Kolesnikov has rightly been described as a “poet of the piano”: his touch is exquisitely refined, his dynamic shadings perfumed and delicate. By contrast, Tsoy is more flamboyant, perhaps more extrovert. Together, their contrasting artistic personalities result in Schubert playing that perfectly illuminates the composer’s shifting moods.
Franz Schubert: Divertissement a la hongroise, Op. 54, D. 818 – I. Andante (Pavel Kolesnikov, piano; Samson Tsoy, piano)
This is nicely demonstrated in the Divertissement à la Hongroise, a work composed in 1824, which opens with a simple, plaintive folksy melody. Initially introspective, the music shifts into more cheerful, sprightly territory, yet the chiarascuro of the minor and major keys is ever present in what is essential a rondo movement. The second movement is more upbeat, a foot-tapping Hungarian-style march, with a syncopated accompaniment. The off-beat syncopation, characteristic of Hungarian music, is heard to even greater effect in the final movement, where Schubert repurposes the theme from his Hungarian melody D. 817, and takes it to new places, with flourishes and even an effect suggesting the Turkish pedal from a Schubert-era fortepiano, which adds a pleasing “tinkle” in the upper register and emphasises the more buoyant nature of this music.

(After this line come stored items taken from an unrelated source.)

PR #106, opened 2020-05-13
Add cli utils

rhollen:
This pull request changes and adds no functionality. It is purely to improve organization of code by breaking out like functions into a separate module. It also introduces some simple tests to be expanded on as the project grows. I do not have hardware on hand to test that the system runs as expected, but outputs to each function should remain the same and is tested.

Happy to update or add additional testing coverage.

### DIFF
--- a/depthai.py
+++ b/depthai.py
@@ -14,7 +14,7 @@ import depthai
 
 import consts.resource_paths
 from depthai_helpers import utils
-from depthai_helpers.cli_utils import parse_args, PrintColors
+from depthai_helpers.cli_utils import cli_print, parse_args, PrintColors
 
 
 def decode_mobilenet_ssd(nnet_packet):
@@ -174,7 +174,7 @@ if args['config_overwrite']:
 print("Using Arguments=",args)
 
 if args['force_usb2']:
-    print(PrintColors.WARNING + "FORCE USB2 MODE" + PrintColors.ENDC)
+    cli_print("FORCE USB2 MODE", PrintColors.WARNING)
     cmd_file = consts.resource_paths.device_usb2_cmd_fpath
 else:
     cmd_file = consts.resource_paths.device_cmd_fpath
@@ -216,11 +216,11 @@ if args['cnn_model']:
 blob_file_path = Path(blob_file)
 blob_file_config_path = Path(blob_file_config)
 if not blob_file_path.exists():
-    print(PrintColors.WARNING + "\nWARNING: NN blob not found in: " + blob_file + PrintColors.ENDC)
+    cli_print("\nWARNING: NN blob not found in: " + blob_file, PrintColors.WARNING)
     os._exit(1)
 
 if not blob_file_config_path.exists():
-    print(PrintColors.WARNING + "\nWARNING: NN json not found in: " + blob_file_config + PrintColors.ENDC)
+    cli_print("\nWARNING: NN json not found in: " + blob_file_config, PrintColors.WARNING)
     os._exit(1)
 
 with open(blob_file_config) as f:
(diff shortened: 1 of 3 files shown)


Luxonis-Brandon:
Woh, @rhollen !  Thanks for the PR!  Been a crazy long time man, I think 14 years?

We're more than happy to send you a unit to play with to say thanks.  Will reach out offline.

rhollen:
@Luxonis-Brandon -- it has been a long time! Thanks for the offer, would be fun to actually use the hw :)

@ szabi-luxonis -- please let me know how to best contribute. I haven't been involved much in open source contributions, so please assume ignorance if I am doing anything wrong!

Luxonis-Brandon:
Thanks @rhollen !  Discussing internally it looks great!  

I'll test it as well on Mac/Ubuntu/Raspbian with actual DepthAI hardware to make sure there isn't some unforeseen thing here.  Doesn't seem like there would be though.

And we'll get your unit shipped out to you today probably.  :-)

Luxonis-Brandon:
OK finally got around to testing this w/ actual hardware.  

Ran on Mac:
- with BW1093 w/ `python3 test.py` and it worked fine.
image

- with BW1098OBC w/ `python3 test.py -s metaout previewout depth_sipp,5 -bb -ff -cnn face-detection-retail-0004` and it worked fine.  
image
image

Going to run it on BW1097 and w/ BW1098 + Ubuntu soon here.

philnelson:
Thanks for the refactor. For the most part seems good, but a couple of thoughts/questions:

* One thing that is a bit odd to me is having the argparser info for a script (depth.py) in a totally separate file. I'd expect the arg refs for `depthai.py` to be in `depthai.py`. Clean up is good, but I wonder if that is a bit too clean so to speak.

* It also seems to make the assumption that the tests and the depth.py file will always have the same args, but I'm not sure that's the case. This is more a design issue/question.

* I'm not sure I agree with creating our own `print` override just to add colors with `cli_print` but that might just be me being weird.

Having some tests is nice!

Luxonis-Brandon:
Finally tested this on Raspberry Pi and Ubuntu.  All works fine.  

Ubuntu:
image

Luxonis-Brandon:
> Thanks for the refactor. For the most part seems good, but a couple of thoughts/questions:
> 
> One thing that is a bit odd to me is having the argparser info for a script (depth.py) in a totally separate file. I'd expect the arg refs for depthai.py to be in depthai.py. Clean up is good, but I wonder if that is a bit too clean so to speak.
> 
> It also seems to make the assumption that the tests and the depth.py file will always have the same args, but I'm not sure that's the case. This is more a design issue/question.
> 
> I'm not sure I agree with creating our own print override just to add colors with cli_print but that might just be me being weird.
> 
> Having some tests is nice!

So @philnelson discussed this offline.  I'm a fan of breaking out the CLI functions into their own script so that a user who doesn't care about the CLI interface can see the rest of the code/how-to w/out having to scroll past it all.

So we're good to go w/ that @rhollen

rhollen:
Thanks @philnelson!  -- I'll answer your comments inline

> One thing that is a bit odd to me is having the argparser info for a script (depth.py) in a totally separate file. I'd expect the arg refs for depthai.py to be in depthai.py. Clean up is good, but I wonder if that is a bit too clean so to speak.

I think this is a pretty standard architecture, to break up like functions into modules. It helps organize the code as it grows and makes it easier to find what you need. I noticed that the `depthai.py` module was getting very large and was hard to understand coming from the outside. As this project continues to grow, it will be increasingly harder to contribute. 

> It also seems to make the assumption that the tests and the depth.py file will always have the same args, but I'm not sure that's the case. This is more a design issue/question.

I had no ability to test this at the time. It was mostly to add _some_ level of testing and anyone / everyone should add more cases to the tests. Hopefully these tests can become a bit more automatic such that testing changes becomes less manual, but this is a very tiny, baby step in that direction.

> I'm not sure I agree with creating our own print override just to add colors with cli_print but that might just be me being weird.

It's not an override (I've seen that done, where python built in `print()` gets overridden -- bad!), it's just adding a function to do the formatting. It is a bit "cute", but I thought it made the code read a bit cleaner. It's also less error prone and less repeated code. I think it's an improvement,  not a required change, but you could say that about the whole pull request!

Thanks for the review!

VanDavv:
@rhollen Suggestions from my side. 

First, I would rename `cli_utils` to just `cli`. It's cleaner and specifies that these are not just utilitary functions (e.x. parse_args is a core functionality I think)

Also, Instead of doing `cli_print` and passing two arguments, I would provide methods to `cli` class in a manner similar to `logging` python module, so we'd have `cli.warning("sometext")`, and also provide `cli.print("sometext", PrintColor.RED)` if someone would like to do something custom.

I love the tests, also felt a need for them and it's great that you brought them up @rhollen, thanks!

VanDavv:
@rhollen on second thought, I'll just prepare a separate PR with these changes, don't want to hold these up - as they're definitely needed and much appreciated your contribution!

rhollen:
@VanDavv -- thanks for the review! I do like your suggestions. I named it `cli_utils` to match the `calibration_utils` naming, but we can rename. Simpler is better.

As for the other change request, I also like it. I went with the function because I thought it fit in better with most the other code I saw and it was the smallest change I could think of. It will be a bit more code to write it as you've suggested, but it is nice to have it look like the logging module. Feel free to update, or I can open up another PR. Please let me know. I do think a separate pull request is better here.

VanDavv:
I think the same, let's merge this one. Thanks @rhollen ! Looking forward to work with you on next PRs!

Leonid Arkad’yevich Desyatnikov: Trompe-l’œil (Pavel Kolesnikov, piano; Samson Tsoy, piano)
Trompe-l’oeil by Leonid Desyatnikov sits between the Divertissement and the Fantasie. A large-scale work of some 20 minutes, it is replete with echoes of the D940 – recognisable fragments of melody or rhythmic quotations. It feels more a palimpsest than an echo, as if the composer has scratched away at a much-written-over manuscript to reveal the Fantasie beneath. It will not be to everyone’s taste (it wasn’t to mine, and it felt like an intrusion between the Schubert pieces), yet it’s an interesting piece which reflects the structure and shifting colours and energies of Schubert’s piece, including a fugal section near the end.
Franz Schubert: Fantasie in F Minor, Op. 103, D. 940 – Allegro molto moderato (Pavel Kolesnikov, piano; Samson Tsoy, piano)
It is in the Fantasie in F minor, D940, where the contrasting musical personalities of these two pianists join to create a performance of deep intimacy and introspection offset by dramatic declamation and vivid colour. In the liner notes, the pianists observe “we think that it’s important to distance ourselves from idealising the Fantasy as a perfect, smoothly rounded and amenable piece.” And so while the general landscape of their interpretation is fluid, lyrical and sensitively sculpted, it has its rough edges too. It’s magical Schubert-playing that will stop you in your tracks.
Overall, the playing is beautifully balanced, which speaks of a long-standing creative partnership – these are pianists who know one another well, and understand each other’s particular quirks and sensibilities.